Data under study

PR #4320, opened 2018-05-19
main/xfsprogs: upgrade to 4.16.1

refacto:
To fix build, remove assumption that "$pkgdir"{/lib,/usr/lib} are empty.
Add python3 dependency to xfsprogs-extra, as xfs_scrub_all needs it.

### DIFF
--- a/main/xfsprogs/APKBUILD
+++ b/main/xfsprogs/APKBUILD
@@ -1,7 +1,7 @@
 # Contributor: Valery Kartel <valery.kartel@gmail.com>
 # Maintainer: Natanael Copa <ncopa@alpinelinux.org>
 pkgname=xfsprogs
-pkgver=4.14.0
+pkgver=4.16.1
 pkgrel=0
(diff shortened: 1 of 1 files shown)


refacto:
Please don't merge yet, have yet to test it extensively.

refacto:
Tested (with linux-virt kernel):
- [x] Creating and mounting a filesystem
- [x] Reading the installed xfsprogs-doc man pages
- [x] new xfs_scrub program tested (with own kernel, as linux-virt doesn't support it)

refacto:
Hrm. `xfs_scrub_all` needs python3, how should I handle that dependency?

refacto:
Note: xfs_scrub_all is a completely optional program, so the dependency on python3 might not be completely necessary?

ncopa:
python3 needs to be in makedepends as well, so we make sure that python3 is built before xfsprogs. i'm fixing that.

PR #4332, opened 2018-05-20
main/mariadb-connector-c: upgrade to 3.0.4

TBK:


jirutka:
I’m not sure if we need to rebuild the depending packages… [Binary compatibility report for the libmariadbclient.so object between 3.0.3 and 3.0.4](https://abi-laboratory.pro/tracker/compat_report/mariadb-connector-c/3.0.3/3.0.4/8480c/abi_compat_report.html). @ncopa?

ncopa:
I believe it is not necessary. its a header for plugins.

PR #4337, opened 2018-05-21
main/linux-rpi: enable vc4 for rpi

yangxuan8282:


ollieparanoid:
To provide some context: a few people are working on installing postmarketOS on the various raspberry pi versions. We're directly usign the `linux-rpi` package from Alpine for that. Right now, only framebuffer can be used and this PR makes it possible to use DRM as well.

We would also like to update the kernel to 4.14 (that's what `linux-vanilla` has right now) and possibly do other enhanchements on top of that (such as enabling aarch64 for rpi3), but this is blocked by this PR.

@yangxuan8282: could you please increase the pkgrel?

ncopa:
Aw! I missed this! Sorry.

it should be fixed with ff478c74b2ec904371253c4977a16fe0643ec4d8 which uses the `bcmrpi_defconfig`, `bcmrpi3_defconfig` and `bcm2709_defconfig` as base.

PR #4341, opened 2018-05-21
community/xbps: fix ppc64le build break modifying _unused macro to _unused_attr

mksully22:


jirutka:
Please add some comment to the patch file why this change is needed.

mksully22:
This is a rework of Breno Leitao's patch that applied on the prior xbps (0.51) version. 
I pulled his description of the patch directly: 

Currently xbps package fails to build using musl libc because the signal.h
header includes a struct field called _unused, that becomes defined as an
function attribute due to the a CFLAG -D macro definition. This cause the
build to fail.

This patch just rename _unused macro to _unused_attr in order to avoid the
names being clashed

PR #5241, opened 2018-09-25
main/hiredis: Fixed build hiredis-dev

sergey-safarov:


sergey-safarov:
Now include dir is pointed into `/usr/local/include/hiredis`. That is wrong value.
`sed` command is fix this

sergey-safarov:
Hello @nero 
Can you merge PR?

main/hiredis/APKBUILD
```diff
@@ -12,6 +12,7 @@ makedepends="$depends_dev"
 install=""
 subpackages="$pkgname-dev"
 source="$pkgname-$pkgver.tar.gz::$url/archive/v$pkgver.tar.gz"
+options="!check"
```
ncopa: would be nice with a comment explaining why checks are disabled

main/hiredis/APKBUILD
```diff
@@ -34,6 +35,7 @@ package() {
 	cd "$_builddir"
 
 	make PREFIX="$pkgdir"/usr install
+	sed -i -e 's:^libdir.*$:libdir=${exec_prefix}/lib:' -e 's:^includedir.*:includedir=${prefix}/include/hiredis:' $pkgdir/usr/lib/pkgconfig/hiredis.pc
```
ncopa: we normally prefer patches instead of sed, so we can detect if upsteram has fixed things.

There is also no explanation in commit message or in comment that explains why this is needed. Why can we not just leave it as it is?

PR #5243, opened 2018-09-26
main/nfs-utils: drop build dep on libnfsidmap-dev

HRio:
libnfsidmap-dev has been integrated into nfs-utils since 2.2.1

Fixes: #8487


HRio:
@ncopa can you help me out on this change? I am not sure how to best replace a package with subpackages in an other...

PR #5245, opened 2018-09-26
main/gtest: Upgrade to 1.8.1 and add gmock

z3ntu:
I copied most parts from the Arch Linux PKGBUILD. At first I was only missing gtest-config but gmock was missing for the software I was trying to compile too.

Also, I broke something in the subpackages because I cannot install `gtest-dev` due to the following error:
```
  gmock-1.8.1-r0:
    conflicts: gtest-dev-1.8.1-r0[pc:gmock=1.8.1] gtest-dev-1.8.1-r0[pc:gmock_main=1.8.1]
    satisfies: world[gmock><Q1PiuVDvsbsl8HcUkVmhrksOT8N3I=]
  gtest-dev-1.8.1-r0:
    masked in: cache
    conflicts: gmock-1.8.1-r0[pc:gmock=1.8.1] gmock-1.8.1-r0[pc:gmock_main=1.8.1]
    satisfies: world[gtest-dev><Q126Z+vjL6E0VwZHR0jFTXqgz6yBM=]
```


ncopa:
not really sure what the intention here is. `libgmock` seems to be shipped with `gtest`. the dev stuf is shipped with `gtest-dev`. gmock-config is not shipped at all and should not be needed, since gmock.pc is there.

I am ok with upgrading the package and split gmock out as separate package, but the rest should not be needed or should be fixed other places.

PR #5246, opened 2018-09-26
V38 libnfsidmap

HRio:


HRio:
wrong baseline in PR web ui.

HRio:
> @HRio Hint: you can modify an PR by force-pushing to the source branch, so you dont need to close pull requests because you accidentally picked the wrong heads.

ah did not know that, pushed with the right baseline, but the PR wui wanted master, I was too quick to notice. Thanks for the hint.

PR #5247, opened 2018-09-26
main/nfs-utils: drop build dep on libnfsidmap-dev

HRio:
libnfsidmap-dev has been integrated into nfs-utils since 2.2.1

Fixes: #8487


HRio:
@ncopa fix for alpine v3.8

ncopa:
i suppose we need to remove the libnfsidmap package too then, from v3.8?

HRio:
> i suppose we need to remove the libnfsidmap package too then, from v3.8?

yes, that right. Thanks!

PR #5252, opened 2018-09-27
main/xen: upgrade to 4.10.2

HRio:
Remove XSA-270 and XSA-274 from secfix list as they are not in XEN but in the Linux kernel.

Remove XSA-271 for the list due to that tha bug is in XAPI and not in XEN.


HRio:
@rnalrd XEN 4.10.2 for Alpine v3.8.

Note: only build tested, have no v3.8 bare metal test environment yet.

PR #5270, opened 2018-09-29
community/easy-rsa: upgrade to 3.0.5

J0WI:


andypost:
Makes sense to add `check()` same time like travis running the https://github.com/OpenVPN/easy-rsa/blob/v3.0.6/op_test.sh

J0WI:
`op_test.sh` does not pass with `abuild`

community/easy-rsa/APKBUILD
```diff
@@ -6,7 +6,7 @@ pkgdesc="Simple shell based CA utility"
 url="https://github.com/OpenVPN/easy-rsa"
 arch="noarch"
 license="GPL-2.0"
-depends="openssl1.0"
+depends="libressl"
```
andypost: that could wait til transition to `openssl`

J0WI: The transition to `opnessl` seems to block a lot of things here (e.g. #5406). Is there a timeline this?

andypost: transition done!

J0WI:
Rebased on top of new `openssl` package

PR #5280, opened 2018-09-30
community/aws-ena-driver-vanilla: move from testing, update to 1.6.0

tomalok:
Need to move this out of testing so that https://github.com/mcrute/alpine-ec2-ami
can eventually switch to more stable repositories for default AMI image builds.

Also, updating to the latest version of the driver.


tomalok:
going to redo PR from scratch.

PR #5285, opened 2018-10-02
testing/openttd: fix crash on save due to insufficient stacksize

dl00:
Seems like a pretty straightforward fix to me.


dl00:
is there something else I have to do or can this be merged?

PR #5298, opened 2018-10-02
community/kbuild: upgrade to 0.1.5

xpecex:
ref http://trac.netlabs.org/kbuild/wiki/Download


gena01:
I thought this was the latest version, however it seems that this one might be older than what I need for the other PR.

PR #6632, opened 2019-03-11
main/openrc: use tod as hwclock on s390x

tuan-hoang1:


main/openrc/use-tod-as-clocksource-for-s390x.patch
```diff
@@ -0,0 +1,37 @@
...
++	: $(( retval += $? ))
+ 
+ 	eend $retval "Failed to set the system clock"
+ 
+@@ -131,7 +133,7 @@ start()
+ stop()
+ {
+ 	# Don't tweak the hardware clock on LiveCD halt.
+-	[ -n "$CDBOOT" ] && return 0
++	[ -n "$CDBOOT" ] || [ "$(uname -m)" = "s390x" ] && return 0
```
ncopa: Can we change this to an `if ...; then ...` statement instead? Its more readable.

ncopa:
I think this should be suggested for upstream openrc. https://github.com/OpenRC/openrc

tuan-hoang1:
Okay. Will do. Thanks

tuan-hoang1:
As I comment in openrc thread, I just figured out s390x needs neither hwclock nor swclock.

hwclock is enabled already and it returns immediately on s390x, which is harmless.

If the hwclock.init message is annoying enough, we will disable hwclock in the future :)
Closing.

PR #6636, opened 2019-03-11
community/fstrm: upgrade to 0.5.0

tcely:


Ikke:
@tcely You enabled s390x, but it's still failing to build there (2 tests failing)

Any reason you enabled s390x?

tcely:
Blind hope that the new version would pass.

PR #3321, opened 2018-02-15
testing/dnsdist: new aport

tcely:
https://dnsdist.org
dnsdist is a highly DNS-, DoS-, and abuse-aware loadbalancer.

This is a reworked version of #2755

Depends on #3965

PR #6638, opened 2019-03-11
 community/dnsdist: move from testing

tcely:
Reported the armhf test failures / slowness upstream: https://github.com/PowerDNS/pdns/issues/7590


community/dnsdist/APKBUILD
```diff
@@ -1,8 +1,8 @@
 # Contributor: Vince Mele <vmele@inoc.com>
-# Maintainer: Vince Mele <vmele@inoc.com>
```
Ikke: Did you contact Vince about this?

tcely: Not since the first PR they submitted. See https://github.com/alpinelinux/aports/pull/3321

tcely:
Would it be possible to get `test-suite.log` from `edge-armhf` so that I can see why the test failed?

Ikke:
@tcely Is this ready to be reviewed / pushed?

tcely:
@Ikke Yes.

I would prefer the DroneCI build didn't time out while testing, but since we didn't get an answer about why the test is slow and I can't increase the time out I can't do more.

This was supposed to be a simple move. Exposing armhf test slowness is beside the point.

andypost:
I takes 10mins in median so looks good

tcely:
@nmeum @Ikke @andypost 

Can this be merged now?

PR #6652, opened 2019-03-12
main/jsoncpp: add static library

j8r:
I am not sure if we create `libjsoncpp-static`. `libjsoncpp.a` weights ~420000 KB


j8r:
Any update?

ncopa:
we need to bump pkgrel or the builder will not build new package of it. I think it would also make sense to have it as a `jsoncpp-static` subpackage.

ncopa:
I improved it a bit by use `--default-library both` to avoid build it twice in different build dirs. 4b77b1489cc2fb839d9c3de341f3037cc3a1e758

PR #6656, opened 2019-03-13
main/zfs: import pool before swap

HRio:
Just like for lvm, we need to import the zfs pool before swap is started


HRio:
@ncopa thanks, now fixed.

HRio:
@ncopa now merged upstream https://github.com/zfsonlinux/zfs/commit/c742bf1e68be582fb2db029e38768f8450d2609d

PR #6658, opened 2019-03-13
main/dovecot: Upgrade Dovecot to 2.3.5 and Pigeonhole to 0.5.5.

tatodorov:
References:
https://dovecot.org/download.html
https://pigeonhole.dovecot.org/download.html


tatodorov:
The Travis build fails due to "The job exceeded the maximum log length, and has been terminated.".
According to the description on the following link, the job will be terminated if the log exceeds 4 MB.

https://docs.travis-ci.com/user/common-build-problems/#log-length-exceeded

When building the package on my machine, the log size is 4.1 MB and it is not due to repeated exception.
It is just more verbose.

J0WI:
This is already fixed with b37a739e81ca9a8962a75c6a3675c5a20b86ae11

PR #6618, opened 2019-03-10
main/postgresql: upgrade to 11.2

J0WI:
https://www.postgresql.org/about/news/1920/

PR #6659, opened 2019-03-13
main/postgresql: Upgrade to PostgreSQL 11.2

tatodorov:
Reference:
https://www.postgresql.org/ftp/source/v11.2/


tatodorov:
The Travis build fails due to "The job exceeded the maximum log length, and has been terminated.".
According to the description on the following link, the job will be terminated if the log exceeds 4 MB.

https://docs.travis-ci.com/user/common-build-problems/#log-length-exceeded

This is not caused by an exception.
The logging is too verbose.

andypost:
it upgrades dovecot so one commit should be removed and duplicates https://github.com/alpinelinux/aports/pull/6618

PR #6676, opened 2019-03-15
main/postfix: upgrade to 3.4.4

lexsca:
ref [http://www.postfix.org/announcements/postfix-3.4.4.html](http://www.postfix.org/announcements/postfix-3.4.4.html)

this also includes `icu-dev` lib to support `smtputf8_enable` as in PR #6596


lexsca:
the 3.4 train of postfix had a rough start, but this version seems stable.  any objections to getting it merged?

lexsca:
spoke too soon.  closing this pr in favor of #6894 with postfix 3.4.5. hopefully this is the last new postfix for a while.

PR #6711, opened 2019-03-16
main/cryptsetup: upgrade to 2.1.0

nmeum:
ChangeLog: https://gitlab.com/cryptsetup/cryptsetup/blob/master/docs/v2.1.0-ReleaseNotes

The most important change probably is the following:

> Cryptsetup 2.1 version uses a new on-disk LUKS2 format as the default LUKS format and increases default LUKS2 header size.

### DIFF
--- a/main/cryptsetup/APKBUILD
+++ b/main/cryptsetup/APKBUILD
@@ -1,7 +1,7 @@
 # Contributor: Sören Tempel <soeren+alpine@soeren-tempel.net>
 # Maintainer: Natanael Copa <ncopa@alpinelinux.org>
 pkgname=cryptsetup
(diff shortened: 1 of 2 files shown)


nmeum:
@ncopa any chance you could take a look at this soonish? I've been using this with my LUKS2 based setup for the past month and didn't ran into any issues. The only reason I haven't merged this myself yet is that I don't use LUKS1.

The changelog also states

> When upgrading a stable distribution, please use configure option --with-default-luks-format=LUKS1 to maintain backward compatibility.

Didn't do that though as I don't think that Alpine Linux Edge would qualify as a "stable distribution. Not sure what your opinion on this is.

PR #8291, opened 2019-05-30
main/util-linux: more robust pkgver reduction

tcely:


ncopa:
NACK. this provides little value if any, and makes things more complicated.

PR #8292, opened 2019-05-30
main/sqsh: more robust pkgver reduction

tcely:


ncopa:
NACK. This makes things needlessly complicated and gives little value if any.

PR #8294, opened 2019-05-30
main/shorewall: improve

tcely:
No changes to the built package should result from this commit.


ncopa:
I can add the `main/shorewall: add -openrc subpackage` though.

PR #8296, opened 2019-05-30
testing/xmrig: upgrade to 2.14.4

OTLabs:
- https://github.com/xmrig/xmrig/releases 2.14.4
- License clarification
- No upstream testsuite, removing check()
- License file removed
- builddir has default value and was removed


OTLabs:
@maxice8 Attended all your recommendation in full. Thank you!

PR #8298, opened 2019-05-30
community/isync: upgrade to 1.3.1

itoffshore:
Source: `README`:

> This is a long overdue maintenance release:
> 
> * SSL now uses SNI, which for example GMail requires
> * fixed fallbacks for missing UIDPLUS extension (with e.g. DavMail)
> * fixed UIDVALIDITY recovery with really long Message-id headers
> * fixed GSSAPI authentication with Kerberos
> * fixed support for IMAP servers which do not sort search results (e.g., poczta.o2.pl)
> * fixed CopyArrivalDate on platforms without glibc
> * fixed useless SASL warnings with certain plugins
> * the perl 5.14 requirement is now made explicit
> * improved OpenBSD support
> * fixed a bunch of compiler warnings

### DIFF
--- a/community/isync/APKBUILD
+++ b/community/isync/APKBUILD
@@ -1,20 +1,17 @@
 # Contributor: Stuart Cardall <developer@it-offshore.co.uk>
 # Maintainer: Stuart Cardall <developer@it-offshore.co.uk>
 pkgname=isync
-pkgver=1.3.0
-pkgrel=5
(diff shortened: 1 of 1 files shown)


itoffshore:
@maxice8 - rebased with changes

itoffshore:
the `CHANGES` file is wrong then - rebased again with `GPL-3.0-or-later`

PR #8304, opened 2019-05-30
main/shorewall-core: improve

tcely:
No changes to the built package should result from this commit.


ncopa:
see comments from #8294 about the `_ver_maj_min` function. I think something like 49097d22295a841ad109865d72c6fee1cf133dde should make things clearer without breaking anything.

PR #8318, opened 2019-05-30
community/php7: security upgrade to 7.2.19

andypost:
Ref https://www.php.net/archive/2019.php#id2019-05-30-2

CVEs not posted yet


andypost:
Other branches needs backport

Exercise goal
Copy the stretch of the records above that runs from the line with "PR #5252, opened 2018-09-27" through the line with "andypost: that could". Both end lines belong in the copy, and nothing else does.

Solved problem
PR #5252, opened 2018-09-27
main/xen: upgrade to 4.10.2

HRio:
Remove XSA-270 and XSA-274 from secfix list as they are not in XEN but in the Linux kernel.

Remove XSA-271 for the list due to that tha bug is in XAPI and not in XEN.


HRio:
@rnalrd XEN 4.10.2 for Alpine v3.8.

Note: only build tested, have no v3.8 bare metal test environment yet.

PR #5270, opened 2018-09-29
community/easy-rsa: upgrade to 3.0.5

J0WI:


andypost:
Makes sense to add `check()` same time like travis running the https://github.com/OpenVPN/easy-rsa/blob/v3.0.6/op_test.sh

J0WI:
`op_test.sh` does not pass with `abuild`

community/easy-rsa/APKBUILD
```diff
@@ -6,7 +6,7 @@ pkgdesc="Simple shell based CA utility"
 url="https://github.com/OpenVPN/easy-rsa"
 arch="noarch"
 license="GPL-2.0"
-depends="openssl1.0"
+depends="libressl"
```
andypost: that could wait til transition to `openssl`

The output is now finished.